WHAT TO WORK ON:
Collect the lines of the entries where "isMFAActive" shows up.

+ + + + + + +

PR #2083, opened 2020-09-03
VUE-390 Auto Deposit Sign Up Form

eddieferrer:
* Implemented auto deposit sign up form.
* Fix other forms with day of month to avoid GQL validation errors in federation

### DIFF
--- a/src/components/AutoDeposit/AutoDepositSignUpForm.vue
+++ b/src/components/AutoDeposit/AutoDepositSignUpForm.vue
@@ -1,0 +1,475 @@
+<template>
+	<form
+		class="ad-sign-up-form"
+		@submit.prevent
+		novalidate
+	>
+		<!-- Amount and Day Input -->
+		<div class="row column align-middle">
+			<span class="ad-sign-up-form__deposit-text">
+				Deposit
+			</span>
+			<label
+				class="show-for-sr"
+				:class="{ 'error': $v.adAmount.$invalid }"
+				for="amount"
+			>
+				Amount
+			</label>
+			<kv-currency-input class="text-input" id="amount" v-model="adAmount" />
+			<span class="ad-sign-up-form__deposit-text">
+				each month on the
+			</span>
+			<label class="show-for-sr" :class="{ 'error': $v.$invalid }" :for="dayOfMonth">
+				Day of the Month
+			</label>
+			<input v-if="isDayInputShown"
+				@blur="hideDayInput()"
+				class="text-input"
+				id="dayOfMonth"
+				type="number"
+				placeholder=""
+				required
+				min="1"
+				max="31"
+				v-model.number="dayOfMonth"
+			>
+			<button
+				class="ad-sign-up-form__button--ordinal-day"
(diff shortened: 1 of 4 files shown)


eddieferrer:
This is what it looks like so far (this PR doesnt include the drop in, pictured here)
screencapture-dev-vm-01-kiva-org-auto-deposit-new-2020-09-03-15_39_21

src/components/AutoDeposit/AutoDepositSignUpForm.vue
```diff
@@ -0,0 +1,475 @@
...
+			donationOptionSelected: '15',
+			isDonationOptionsDirty: false,
+			showDropInPayments: true,
+			isLoggedIn: false,
+		};
+	},
+	mixins: [
+		validationMixin,
+	],
+	validations: {
```
eddieferrer, line 208: I double checked these validation with Leo

src/components/AutoDeposit/AutoDepositSignUpForm.vue
```diff
@@ -0,0 +1,475 @@
...
+
+// import AutoDepositDropInPaymentWrapper from '@/components/AutoDeposit/AutoDepositDropInPaymentWrapper';
+import IconPencil from '@/assets/icons/inline/pencil.svg';
+import KvCheckbox from '@/components/Kv/KvCheckbox';
+import KvCurrencyInput from '@/components/Kv/KvCurrencyInput';
+import KvDropdownRounded from '@/components/Kv/KvDropdownRounded';
+
+const pageQuery = gql`query monthlyGoodSetupPageControl {
+    general {
+		braintreeDropInFeature: uiConfigSetting(key: "feature.braintree_dropin") {
```
mcstover, line 170: I don't think we need this seeing as there wouldn't be any type of fallback...also I wouldn't want it to collide with other drop-in usage elsewhere. We would need to do a series of convoluted steps to be able to redirect back to the old page which I don't think are worth it. Let's just roll with the new new.

src/components/AutoDeposit/AutoDepositSignUpForm.vue
```diff
@@ -0,0 +1,457 @@
...
+				max="31"
+				v-model.number="dayOfMonth"
+			>
+			<button
+				class="ad-sign-up-form__button--ordinal-day"
+				@click="isDayInputShown = true"
+				v-if="!isDayInputShown"
+			>
+				<strong>{{ dayOfMonth | numeral('Oo') }}</strong>
+				<icon-pencil class="icon-pencil" />
```
ryan-ludwig, line 43: The end result will be pretty much the same but I think you can use` <kv-icon name="pencil">` for this

mcstover (approved):

src/components/AutoDeposit/AutoDepositSignUpForm.vue
eddieferrer: Good catch, I used this in a couple of places. I'll fix in a follow up PR.

PR #2316, opened 2020-10-29
grow-295 mostly in place, waiting on user mfa gql endpoint, foundatio…

BoulderBrains:
FAQ for grow-295 is contained within this work

Mobile: 
Screen Shot 2020-11-03 at 11 12 43 AM

Desktop:
Screen Shot 2020-11-03 at 11 13 03 AM

TODO: 
- MFA flag for individual user's doesn't yet exist, once it does, fold it into TwoStepVerification.vue
- ~~For some reason the Foundation Source Ordering isn't working for me in SecuritySettings.vue 🤔 
https://get.foundation/sites/docs/grid.html#source-ordering~~


mcstover (approved):

src/pages/Settings/TwoStepVerification.vue
```diff
@@ -1,38 +1,73 @@
...
+			return this.isMFAActive ? '<span style="color:#4faf4e;font-weight:500;">On</span>' : '<span style="color:#d74937;font-weight:500;">Off</span>';
+		}
+	},
+	inject: ['apollo'],
+	// apollo: {
+	// 	query: pageQuery,
+	// 	preFetch: true,
+	// 	result({ data }) {
+	// 		console.log('data', data);
+	// 		// this.isMFAActive = data.whatever
```
ryan-ludwig, line 69: There's some code for this feature flag ready to snag from the settings page: https://github.com/kiva/ui/blob/master/src/pages/Settings/SettingsPage.vue#L188

BoulderBrains: The end point I need to use here is created in grow-273, once that ticket is wrapped up, I'll get this hooked up correctly. The setting you pointed to is the mfa setting in general, I need an individual user's mfa enabled/disabled state.

src/pages/Settings/TwoStepFaq.vue
```diff
@@ -0,0 +1,96 @@
...
+					Level up your security with 2-step verfication
+				</div>
+				<p>
+					2-step verification protects your Kiva account by requiring an
+					additional code when you log in on a device we don't recognize.
+				</p>
+				<div class="strong">
+					FAQ
+				</div>
+				<div>
```
ryan-ludwig, line 15: I'd recommend setting these as an unordered list (`<ul>`), since it's a list of links

src/pages/Settings/TwoStepFaq.vue
```diff
@@ -0,0 +1,96 @@
+<template>
+	<div>
+		<kv-settings-card>
+			<template v-slot:content>
+				<div class="strong">
```
ryan-ludwig, line 5: Semantically this header is probably an <h2>

src/pages/Settings/TwoStepFaq.vue
```diff
@@ -0,0 +1,96 @@
...
+					Level up your security with 2-step verfication
+				</div>
+				<p>
+					2-step verification protects your Kiva account by requiring an
+					additional code when you log in on a device we don't recognize.
+				</p>
+				<div class="strong">
```
ryan-ludwig, line 12: Semantically this header is probably an `<h3>`

src/pages/Settings/TwoStepFaq.vue
```diff
@@ -0,0 +1,96 @@
...
+					FAQ
+				</div>
+				<div>
+					<a @click="triggerWhatIsLightbox">What is 2-step Verification?</a>
```
ryan-ludwig, line 16: Since these do not change URLs, they should be set as button elements, rather than anchors.
You can match the styling using `<kv-button class="text-link" @click="...`

eddieferrer, line 16: These would be more semantic as buttons with the modifier class `text-link`

src/pages/Settings/TwoStepVerification.vue
```diff
@@ -1,38 +1,73 @@
...
-		</div>
-	</div>
+			<kv-icon
+				class="icon"
+				title="Auto-lending On"
+				name="auto-icon-on"
+			/>
+		</template>
+		<template v-slot:content>
+			<div>Status: <span v-html="MFAStatus"></span></div>
```
eddieferrer, line 13: This works, but I would prefer to not use v-html. A span with a conditional class and the styles in css I think would be better, the content can be a computed

ryan-ludwig, line 13: Semantically this header is an `<h3>`

eddieferrer:
As a general comment I would prefer we try to move towards a nuxt like folder structure, I think this will make things easier if we ever do decide to move to Nuxt. This means that the components in `/pages/` are referenced in the router, and components like the `TwoStepFaq` should not be in pages, it should be in the components directory.

src/pages/Settings/TwoStepFaq.vue
BoulderBrains: I've updated these to h2, worth noting that it looks different from the mock because of this update.

ryan-ludwig: No problem there, we can always change the appearance with CSS to match designs if needed. It's important to use the right tags so that machines without eyes (like search engines and screen readers) can understand what the page _means_. Visuals gets layered on after that.

BoulderBrains:
@eddie
- I've removed the v-html and replaced it with a conditional class.
- I've moved the 3 components out of the pages directory,  created a Settings folder in components and moved them into it accordingly.

eddieferrer (approved):

src/components/Settings/TwoStepFaq.vue
```diff
@@ -0,0 +1,122 @@
...
+			this.howItProtectsLBVisible = false;
+		},
+	}
+};
+</script>
+
+<style lang="scss" scoped>
+@import 'settings';
+
+ul {
```
ryan-ludwig, line 127: Minor thing, but when using scoped styles, there's a small performance hit if you use non-class selectors. 
From https://vue-loader.vuejs.org/guide/scoped-css.html 

> Scoped styles do not eliminate the need for classes. Due to the way browsers render various CSS selectors, p { color: red } will be many times slower when scoped (i.e. when combined with an attribute selector). If you use classes or ids instead, such as in .example { color: red }, then you virtually eliminate that performance hit.

So ideally this would be `.faq-list` or something instead of `ul`

ryan-ludwig: Same with the h2, h3

ryan-ludwig (approved):

mcstover (approved):
🕺

PR #2322, opened 2020-11-02
Update borrower application link to new link

coderintherye:
Updates to the new borrower application link which has moved out of Salesforce's portal and into FormAssembly forms which are embedded on kiva.org
In the main Kiva code we have this as a settings manager setting, not sure if that is possible here so just using the actual relative URL
This would ideally go out with next Kiva production release (which is when the code changes are going out in the PHP code for the new borrower application)

### DIFF
--- a/src/pages/Borrow/BorrowHowLong.vue
+++ b/src/pages/Borrow/BorrowHowLong.vue
@@ -27,7 +27,7 @@
 		</div>
 		<!-- eslint-disable max-len -->
 		<kv-button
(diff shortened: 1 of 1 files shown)


coderintherye:
@mcstover Are UI releases done in coordination with Kiva releases, or is there a process for doing a release more like how we did with styleguide? Asking only in the sense of wanting to tie this change to the Kiva prod release next week

mcstover:
> @mcstover Are UI releases done in coordination with Kiva releases, or is there a process for doing a release more like how we did with styleguide? Asking only in the sense of wanting to tie this change to the Kiva prod release next week

We're currently in sync with Kiva/main releases so they'll go out together for the next release

mcstover (approved):
This is fine for now and if it starts to change a lot we can get the setting value via the api and make it always dynamic.

coderintherye:
thanks @mcstover !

+ + + + + + +

TASK ANSWER:
+			return this.isMFAActive ? '<span style="color:#4faf4e;font-weight:500;">On</span>' : '<span style="color:#d74937;font-weight:500;">Off</span>';
+	// 		// this.isMFAActive = data.whatever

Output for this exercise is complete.